Formé par la confluence de la Vilaine et du Canut, le marais de Gannedel est intégré dans les marais de Redon. Véritable réserve ornithologique, c’est l’une des plus grandes étendues humides d’Ille-et-Vilaine.

Il tire son origine de la succession de montées et de régressions du niveau de la mer à compter de – 8 000 ans environ. Le marais de Gannedel, exploité par les hommes jusqu’à la fin du XIXe siècle pour la pêche, la chasse et l’agriculture, est désormais classé en zone naturelle d’intérêt écologique faunistique et floristique (ZNIEFF) et fait partie du réseau Natura 2000. Ce site de 500 hectares accueille plus d’une centaine d’espèces d’oiseaux tout au long de l’année mais c’est au printemps qu’il présente le plus grand intérêt.

80 hectares de roseaux

Deux plans d’eau, des prairies humides, une roselière de 80 hectares, des cours d’eau et des coteauxconstituent le marais. La roselière est dominée par le phragmite commun, les bidents, l’agrostide à stolon, l’osmonde royale ou l’étoile d’eau, une petite plante à fleurs blanches caractérisée par ses fruits en forme d’étoile. Les terrains vaseux accueillent quant à eux l’élatine fausse-alsine, une plante inscrite sur la liste rouge armoricaine. Brochets, anguilles, sandres ou tanches sillonnent les cours d’eau. Ils y côtoient des rainettes vertes et des loutres, espèce nocturne dont la présence ne peut être confirmée que par ses empreintes.

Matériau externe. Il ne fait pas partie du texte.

PR #2266, opened 2020-12-23
raidboss: Remove Unnecessary Headmarker Regex

panicstevenson:
There was a message on Discord about this potentially not working in some instances; I don't know if this is _the_ fix, but this seems unnecessary to be included.


quisquous:
Seems reasonable!!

Le marais représente également le principal site de reproduction du département pour le busard des roseaux, le phragmite des joncs, la locustelle luscinioïde, le gorgebleue à miroir ou le râle d’eau. C’est aussi ici que l’on trouve la plus ancienne colonie de reproduction de hérons cendrés d’Ille-et-Vilaine.

Sentier découverte

La fauche et le pâturage réalisés par le Département et les agriculteurs préservent les prairies du site. Un troupeau de chevaux mulassiers du Poitou, espèce domestique en voie d’extinction, et des vaches nantaises ont aussi été installées afin d’assurer l’équilibre de ce milieu fragile. Un sentier de découverte a été aménagé.  Dans le village de Gannedel, une équipe départementale dispose d’une ancienne maison, témoin de l’habitat traditionnel des marais. Cette équipe assure l’entretien des sentiers et s’occupe des animaux toute l’année.
 
 

A voir dans les environs

  • L’abbaye Saint-Sauveur à Redon (XIè au XVIIè siècle)
  • La voie verte Messac-Guipry : 25 km pour les piétons et les cyclistes.